:: Records to process ::

PR #1458, opened 2026-04-17
Strip markdown syntax from CLI help descriptions

ChiragAgg5k:
## Summary

- CLI commands render method/parameter descriptions as help text, but those descriptions come from the OpenAPI spec and contain markdown (links, bold) that terminals don't render — so users see raw syntax like `[Learn more about queries](https://appwrite.io/docs/queries)` and `**userId**` in `appwrite <service> -h` output.
- Added a `stripMarkdown` Twig filter in `src/SDK/SDK.php` that converts `[text](url)` → `text` and removes `**bold**` / `__bold__` markers.
- Applied the filter to `method.description` and `parameter.description` in `templates/cli/lib/commands/services/services.ts.twig` so CLI help output becomes plain text.

### Before

```
list-templates [options]   List available site templates. You can use template details in [createSite](/docs/references/cloud/server-nodejs/sites#create) method.
--queries [queries...]     Array of query strings ... [Learn more about queries](https://appwrite.io/docs/queries). Maximum of 100 queries ...
```

### After

```
list-templates [options]   List available site templates. You can use template details in createSite method.
--queries [queries...]     Array of query strings ... Learn more about queries. Maximum of 100 queries ...
```

The filter only touches the CLI template — other SDKs keep markdown in descriptions since they render it in docs/comments where markdown is fine.

## Test plan

- [x] Regenerate CLI SDK: `docker run --rm -v $(pwd):/app -w /app php:8.3-cli php example.php cli`
- [x] Verify no remaining `[text](url)` or `**bold**` in `examples/cli/lib/commands/services/*.ts`
- [x] Twig lint: `uvx djlint templates/cli/lib/commands/services/services.ts.twig --lint` (0 errors)
- [ ] Spot-check `appwrite sites -h`, `appwrite account -h`, `appwrite databases -h` in the built CLI

### DIFF
--- a/src/SDK/SDK.php
+++ b/src/SDK/SDK.php
@@ -256,8 +256,22 @@ class SDK
             if ($value === null) {
                 return '';
             }
-            // Convert markdown links [text](url) -> text
-            $value = preg_replace('/\[([^\]]+)\]\([^)]+\)/', '$1', $value);
+            // Convert markdown links.
+            // Absolute URLs (http/https) are preserved as "text (url)" so users
+            // can copy or click them; relative links like "/docs/..." are
+            // useless in a terminal, so we drop the URL and keep just the text.
+            $value = preg_replace_callback(
+                '/\[([^\]]+)\]\(([^)]+)\)/',
+                function ($m) {
+                    $text = $m[1];
+                    $url = trim($m[2]);
+                    if (preg_match('/^https?:\/\//i', $url)) {
+                        return $text . ' (' . $url . ')';
+                    }
+                    return $text;
+                },
+                $value
+            );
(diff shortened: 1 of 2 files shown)


ChiragAgg5k:
Good catch — pushed 1333afe33. Switched both bold regexes from `[^*]+`/`[^_]+` to lazy `(.+?)` so inner characters (e.g. `__user_id__`) match correctly. Added unit-style checks against a handful of inputs (`__user_id__`, `**with*star**`, adjacent spans like `__a__ and __b__`, relative vs. absolute links, null, empty); all pass. Regenerated CLI output has zero remaining `**..**` / `__..__` / `[..](..)` residue.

:::

## Activity:
Beginning with the opening line above, retype the records exactly through the line with "- Applied the", both ends included.

## Response:
PR #1458, opened 2026-04-17
Strip markdown syntax from CLI help descriptions

ChiragAgg5k:
## Summary

- CLI commands render method/parameter descriptions as help text, but those descriptions come from the OpenAPI spec and contain markdown (links, bold) that terminals don't render — so users see raw syntax like `[Learn more about queries](https://appwrite.io/docs/queries)` and `**userId**` in `appwrite <service> -h` output.
- Added a `stripMarkdown` Twig filter in `src/SDK/SDK.php` that converts `[text](url)` → `text` and removes `**bold**` / `__bold__` markers.
- Applied the filter to `method.description` and `parameter.description` in `templates/cli/lib/commands/services/services.ts.twig` so CLI help output becomes plain text.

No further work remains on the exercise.